• [WHAT THE EXERCISE ASKS]:
Pull from the data below each line where the word "support" occurs, and copy it.

START AVAILABLE DATA

Issue #3430, opened 2018-10-19
extract projectId and projectTitle "sync"ing behavior from gui.jsx


benjiwheeler:
We should extract the projectId and projectTitle sync behaviors out of gui (e.g., in componentDidUpdate) and put them in a wrapper. We should also check for any new incoming projectId, not only on the first construct of project-fetcher-hoc.

PR #3391, opened 2018-10-17
handle many modes of new project creation

benjiwheeler:
Needs https://github.com/LLK/scratch-www/pull/2197 to work

Handles several states in which the user should be able to create a new project:
1. standalone player/beta: file->new just replaces current project data with default data
2. in www, logged in, viewing your project: file->new saves your project, replaces current project data with default data, then saves that data and gets a new id, then informs containing code of the change
3. in www, logged in, viewing someone else’s project:  file->new replaces current project data with default data, then saves that data and gets a new id, then informs containing code of the change
4. in www, not logged in, viewing whatever project:  file->new replaces current project data with default data, then informs containing code of the change
5. in www, logged in, clicking “create” from front page; or, going straight to projects/editor: loads default data, then saves that data and gets a new id, then informs containing code of the change
6. in www, not logged in, clicking “create” from front page: loads default data
7. After #4, when you log in or register while still in the editor, saves current data and gets a new id, then informs containing code of the change

PR #3431, opened 2018-10-19
Refactor IntlProvider in GUI to support integration with www

chrisgarrity:
### Resolves
Required for https://github.com/LLK/scratch-www/issues/2172

### Proposed Changes

This is taking advantage of the fact that react-intl can support nested IntlProviders. GUI will use it’s own ConnectedIntlProvider, that maintains the translations in redux, while www will continue to have it’s own IntlProvider that is initialized when the page loads.

Moving the IntlProvider into GUI means that nothing in the playground can use injectIntl. As a result `TitledHOC` could not use `injectIntl`, and the localization of the default project name needed to be moved into the component.

The Localization HOC is added, it takes an optional onSetLanguage handler, so www can pass a function that will set the cookie that www needs.

### Reason for Changes

Allow localization of GUI when embedded in www

### Test Coverage

Current tests run: these changes should not have any impact on stand-alone GUI.

Manual Testing: 
- [ ] Can switch languages
- [ ] Can load in a different language (e.g. use `?locale=fr` on the URL)
- [ ] Can change the project title
- [ ] The default project title is translated into other languages 

### Browser Coverage

Mac
 * [x] Chrome 
 * [ ] Firefox 
 * [ ] Safari
 
Windows
 * [ ] Chrome 
 * [ ] Firefox 
 * [ ] Edge
 
Chromebook
 * [ ] Chrome
 
iPad
* [ ] Safari

Android Tablet
* [ ] Chrome

### DIFF
--- a/src/components/menu-bar/project-title-input.jsx
+++ b/src/components/menu-bar/project-title-input.jsx
@@ -4,6 +4,7 @@ import PropTypes from 'prop-types';
 import bindAll from 'lodash.bindall';
 import React from 'react';
 import {defineMessages, intlShape, injectIntl} from 'react-intl';
+import sharedMessages from '../../lib/shared-messages';
 
 import BufferedInputHOC from '../forms/buffered-input-hoc.jsx';
 import Input from '../forms/input.jsx';
@@ -16,11 +17,6 @@ const messages = defineMessages({
         id: 'gui.gui.projectTitlePlaceholder',
         description: 'Placeholder for project title when blank',
         defaultMessage: 'Project title here'
-    },
-    defaultProjectTitle: {
-        id: 'gui.gui.defaultProjectTitle',
-        description: 'Default title for project',
-        defaultMessage: 'Scratch Project'
     }
 });
 
@@ -48,7 +44,7 @@ class ProjectTitleInput extends React.Component {
                 type="text"
                 value={this.props.projectTitle ?
                     this.props.projectTitle :
-                    this.props.intl.formatMessage(messages.defaultProjectTitle)
+                    this.props.intl.formatMessage(sharedMessages.defaultProjectTitle)
                 }
                 onSubmit={this.handleUpdateProjectTitle}
             />
--- a/src/components/menu-bar/project-title-input.jsx
+++ b/src/components/menu-bar/project-title-input.jsx
@@ -16,6 +16,11 @@ const messages = defineMessages({
         id: 'gui.gui.projectTitlePlaceholder',
         description: 'Placeholder for project title when blank',
         defaultMessage: 'Project title here'
+    },
+    defaultProjectTitle: {
+        id: 'gui.gui.defaultProjectTitle',
+        description: 'Default title for project',
+        defaultMessage: 'Scratch Project'
     }
 });
 
@@ -41,7 +46,10 @@ class ProjectTitleInput extends React.Component {
                 placeholder={this.props.intl.formatMessage(messages.projectTitlePlaceholder)}
                 tabIndex="0"
                 type="text"
-                value={this.props.projectTitle}
+                value={this.props.projectTitle ?
+                    this.props.projectTitle :
+                    this.props.intl.formatMessage(messages.defaultProjectTitle)
+                }
                 onSubmit={this.handleUpdateProjectTitle}
             />
         );
--- a/src/components/menu-bar/project-title-input.jsx
+++ b/src/components/menu-bar/project-title-input.jsx
@@ -4,7 +4,6 @@ import PropTypes from 'prop-types';
 import bindAll from 'lodash.bindall';
 import React from 'react';
 import {defineMessages, intlShape, injectIntl} from 'react-intl';
-import sharedMessages from '../../lib/shared-messages';
 
 import BufferedInputHOC from '../forms/buffered-input-hoc.jsx';
 import Input from '../forms/input.jsx';
@@ -42,10 +41,7 @@ class ProjectTitleInput extends React.Component {
                 placeholder={this.props.intl.formatMessage(messages.projectTitlePlaceholder)}
                 tabIndex="0"
                 type="text"
-                value={this.props.projectTitle ?
-                    this.props.projectTitle :
-                    this.props.intl.formatMessage(sharedMessages.defaultProjectTitle)
-                }
+                value={this.props.projectTitle}
                 onSubmit={this.handleUpdateProjectTitle}
             />
         );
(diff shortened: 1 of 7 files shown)


src/lib/localization-hoc.jsx
```diff
@@ -0,0 +1,55 @@
...
+            );
+        }
+    }
+    LocalizationWrapper.propTypes = {
+        locale: PropTypes.string,
+        onSetLanguage: PropTypes.func
+    };
+
+    LocalizationWrapper.defaultProps = {
+        onSetLanguage: () => {}
```
rschamp: If someone makes it possible to call this default, they probably don't mean to (they've implemented language switching without persisting the locale anywhere). Maybe we should have the default log a warning to the console?

src/reducers/project-title.js
```diff
@@ -31,6 +21,5 @@ const setProjectTitle = title => ({
 export {
     reducer as default,
     initialState as projectTitleInitialState,
-    defaultProjectTitleMessages,
```
rschamp: This is going to conflict with #3391 — would you coordinate with @benjiwheeler on how this should work?

src/lib/localization-hoc.jsx
chrisgarrity: No, locale switching is still in redux. If Gui is embedded in something that doesn't need it's own handling of locale (e.g. playground), then they don't need to pass in a function.

rschamp: Here's how I understand the way we intended it to work:

We want GUI to maintain its internal notion of `locale` in Redux, but we expect `locale` to come in as a prop from the outside. When we switch locale in GUI, we should call `props.onSetLanguage`. The parent should then set the locale and pass a new `locale` prop to the GUI. At that point something watching the incoming `locale` prop should notice the change and update GUI's locale redux state (maybe that would be this wrapper?).

If all of that were true, then we wouldn't want GUI to set the Redux state except if the incoming `locale` prop were to change, so that's why I'd think we'd want to warn in case of an undefined `onSetLocale`.

src/reducers/project-title.js
chrisgarrity: @rschamp we agreed that @benjiwheeler will land #3391, and then I'll fix up conflicts. I'll move the `defaultProjectTitle` message into `sharedMessages` in gui. Then it can be used in multiple places.

src/lib/shared-messages.js
```diff
@@ -20,5 +20,10 @@ export default defineMessages({
         defaultMessage: 'pop',
         description: 'Name of the pop sound, the default sound added to a sprite',
         id: 'gui.sharedMessages.pop'
+    },
+    defaultProjectTitle: {
+        id: 'gui.gui.defaultProjectTitle',
```
chrisgarrity: Note: I left the id as `gui.gui.defaultProjectTitle` because it's already been translated. If we change the id to `gui.sharedMessages.defaultProjectTitle`, it won't be translated until we update translations.,

src/components/menu-bar/project-title-input.jsx
```diff
@@ -41,7 +42,10 @@ class ProjectTitleInput extends React.Component {
                 placeholder={this.props.intl.formatMessage(messages.projectTitlePlaceholder)}
                 tabIndex="0"
                 type="text"
-                value={this.props.projectTitle}
+                value={this.props.projectTitle ?
```
benjiwheeler: I think we should keep this line as it was before. The placeholder has different text and formatting, and I'm not sure handleUpdateProjectTitle will be called below. Plus, we can already use sharedMessages.defaultProjectTitle where the title is set for a default project.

END AVAILABLE DATA

• [EXERCISE RESPONSE]:
Refactor IntlProvider in GUI to support integration with www
This is taking advantage of the fact that react-intl can support nested IntlProviders. GUI will use it’s own ConnectedIntlProvider, that maintains the translations in redux, while www will continue to have it’s own IntlProvider that is initialized when the page loads.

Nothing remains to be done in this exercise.